Bref, on s’emmerde un peu en regardant Haute Surveillance. Les dialogues sont simplistes et les personnages, plus superficiels que dans Diva. Mais la série (du moins, le premier épisode) vaut la peine d’être vue pour une chose: la réalisation de George Mihalka (qui porte également le titre de producteur créatif), une réalisation qui colle vraiment au sujet: des images tournées en 16 mm se mêlent aux images vidéo pour donner l’impression de regarder dans une caméra de surveillance. Les prises de vue sont originales et le générique est tout simplement superbe (avec musique de l’incontournable Michel Cusson). Un beau contenant pour un contenu décevant. Début mercredi 1er novembre à 21 heures. Radio-Canada.
Une enfance perdue
En terminant, un mot sur Rockdale County: une enfance perdue, un documentaire produit par l’équipe de Frontline (PBS). En 1996 (année des Olympiques), dans une banlieue cossue d’Atlanta, deux cents adolescents de douze à dix-sept ans sont frappés par une épidémie de syphilis. Laissés à eux-mêmes par des parents trop occupés pour s’intéresser à eux, ils organisent des orgies, se défoncent, se détruisent. Bref, ils essaient d’attirer l’attention de leurs parents – qui, de leur côté, blâment la télé et la société en général pour justifier le comportement de leurs enfants.

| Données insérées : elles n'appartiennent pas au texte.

PR #196, opened 2021-09-27
add dynamic query support from feather-hecs

jazzay:
This brings over the dynamic query changes from a hard fork of hecs:
https://github.com/feather-rs/feather-hecs

This allows us to build and query components dynamically at runtime.


src/dynamic_query.rs
```diff
@@ -0,0 +1,130 @@
...
+    /// Returns a pointer to the raw component data.
+    pub fn ptr(&self) -> NonNull<u8> {
+        self.ptr
+    }
+
+    /// Casts this component slice to a slice of type `T`.
+    ///
+    /// # Panics
+    /// Panics if `T` is not the type of the components in this slice.
+    pub fn as_slice<T: 'static>(&self) -> &[T] {
```
Ralith, line 66: This is unsound because `&[T]` may outlive the query (and indeed the entire `World`. `ComponentSlice` should have a lifetime parameter bounded by the lifetime of the query, which should be propagated to this return value.

src/dynamic_query.rs
```diff
@@ -0,0 +1,130 @@
...
+                id,
+            })
+    }
+
+    /// Returns an iterator over pointers to components of the given type
+    /// yielded by this query.
+    pub fn iter_component_slices<'a>(
+        &'a self,
+        component_type: TypeId,
+    ) -> impl Iterator<Item = ComponentSlice> + 'a {
```
Ralith, line 107: This is unsound because no dynamic borrow-checking is performed, and the use of `&self` here and in `World::query_dynamic` allows for other outstanding (potentially mutable) borrows. Either something analogous to `Fetch::borrow` is needed to perform dynamic borrow-checking, or a lot of stuff should be switched to `&mut self` to statically prevent a dynamic query from coexisting with any other component borrow.

src/dynamic_query.rs
```diff
@@ -0,0 +1,130 @@
...
+
+/// A pointer to a slice of component data from a [`DynamicQuery`].
+pub struct ComponentSlice {
+    typ: TypeId,
+    ptr: NonNull<u8>,
+    len: usize,
+    component_layout: Layout,
+}
+
+impl ComponentSlice {
```
Ralith, line 41: There should be a safe way to get mutable access to the `write_types` of the query.

Ralith (changes requested):
Thanks, this looks like a good start on https://github.com/Ralith/hecs/issues/69! There are, however, some soundness issues as-is, and I think we'll want to iterate on the API a bit.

Un portrait assez brutal de la réalité qui se termine toutefois sur une note moralisatrice (les méchants jeunes se droguent; les bons prient Jésus et protègent leur virginité). Un sujet d’actualité puisqu’on s’interroge beaucoup ces jours-ci sur le peu de temps que nous consacrons à nos enfants. Dimanche 29 octobre, 20 h. Canal Vie.